> **DATA EXCERPTS**

PR #3071, opened 2025-09-19
Chore(dev hub) openapi exploration

aditya520:
## How has this been tested?

- [ ] Added new tests


apps/developer-hub/scripts/generate-docs.ts
```diff
@@ -1,15 +1,50 @@
...
+        contentDir: "./content/docs/openapi",
+      },
+      items: Object.keys(products).map((productName) => ({
+        path: `${productName}/index.mdx`,
+      })),
+    },
+  });
+}
+
+function getProductName(title: string): string {
```
alexcambose, line 39: nit I don't think you need the return type here `: string {`

apps/developer-hub/scripts/generate-docs.ts
```diff
@@ -1,15 +1,50 @@
...
-  includeDescription: true,
-});
+      if (output.type === "operation") {
+        const operation =
+          document.paths?.[output.item.path]?.[output.item.method];
+        const operationId =
+          operation?.operationId ??
+          output.item.path.replaceAll(/[^a-zA-Z0-9]/g, "_");
+        return `${productName}/${operationId}`;
+      }
```
alexcambose, line 23: can you add a comment here with why we need to do this

apps/developer-hub/scripts/generate-docs.ts
```diff
@@ -1,15 +1,50 @@
...
-// const fortunaSchema = schemas[fortunaOpenApiUrl];
-// const fortunaStagingSchema = schemas[fortunaStagingOpenApiUrl];
+export async function generateDocs() {
+  await generateFiles({
+    input: openapi,
+    output: outDir,
+    per: "operation",
+    name: (output, document) => {
+      // Extract product name from the OpenAPI document info
+      const productName = getProductName(document.info.title || "unknown");
```
alexcambose, line 14: `"unknown"` seems to be repeated here and in `getProductName`, we can make that cleaner

apps/developer-hub/scripts/generate-docs.ts
aditya520: We will have more openApi schemas in future. So this will help me in future to keep me in separate folders.

alexcambose (approved):

PR #3073, opened 2025-09-22
fix(dev-hub): sidebar and table of contents positioning

alexcambose:
## Summary

Making dev hub sidebar and table of contents sticky for better UX

## How has this been tested?

- [ ] Added new tests

### DIFF
--- a/apps/developer-hub/src/components/search-button.tsx
+++ b/apps/developer-hub/src/components/search-button.tsx
@@ -20,14 +20,15 @@ export const SearchButton = () => {
         largeScreenContent="Search"
         onClick={handleSearch}
       />
-      {open && createPortal(
-        <DefaultSearchDialog
-          open={open}
-          onOpenChange={setOpen}
-          api="/api/search"
-        />,
-        document.body
-      )}
+      {open &&
+        createPortal(
+          <DefaultSearchDialog
+            open={open}
+            onOpenChange={setOpen}
+            api="/api/search"
+          />,
+          document.body,
+        )}
     </>
   );
 };


packages/component-library/src/AppShell/index.module.scss
```diff
@@ -33,9 +32,7 @@
       background: theme.color("background", "primary");
       border-top-left-radius: calc(var(--offset) * theme.border-radius("xl"));
       border-top-right-radius: calc(var(--offset) * theme.border-radius("xl"));
-      overflow: hidden auto;
-      transform: scale(calc(100% - (var(--offset) * 5%)));
```
alexcambose, line 37: @cprussin I removed these, for some reason it was messing with the position fixed/sticky and we weren't able to fix elements to the top of the page. 
I'm not sure what these were doing or why we had them.

cprussin: This is used when opening the mobile drawer to offset the page underneath it.  It does need to be here -- I'm surprised you're having issues with sticky positioning as we are actively using sticky positioning on table headers in IH to stick table headers to the top of the page....

packages/component-library/src/AppShell/index.module.scss
```diff
@@ -14,7 +14,6 @@
   }
 
   .body {
-    background: black;
```
cprussin, line 17: This is also needed to make the mobile drawer work correctly

packages/component-library/src/AppShell/index.module.scss
alexcambose: Reverted

alexcambose:
Table of contents is still not fixed but spent too much time on this and the most obvious is making the sidebar sticky which works fine

packages/component-library/src/AppShell/index.module.scss
```diff
@@ -33,9 +33,9 @@
       background: theme.color("background", "primary");
       border-top-left-radius: calc(var(--offset) * theme.border-radius("xl"));
       border-top-right-radius: calc(var(--offset) * theme.border-radius("xl"));
+      height: 100dvh;
```
cprussin, line 36: I think this change is safe but I'd be careful with it and make sure to test across screen sizes, especially with the interactions with overlays / drawers

cprussin (dismissed):

packages/component-library/src/AppShell/index.module.scss
alexcambose: actually this is just reverting to the initial version, think just the ordering changed here

cprussin: ah yes I missed the deleted line below, nice ok

cprussin (approved):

> **EXERCISE OBJECTIVE**
Please copy each line of the records above in which the word "return" can be found.

> **EXERCISE SOLUTION**
alexcambose, line 39: nit I don't think you need the return type here `: string {`
+        return `${productName}/${operationId}`;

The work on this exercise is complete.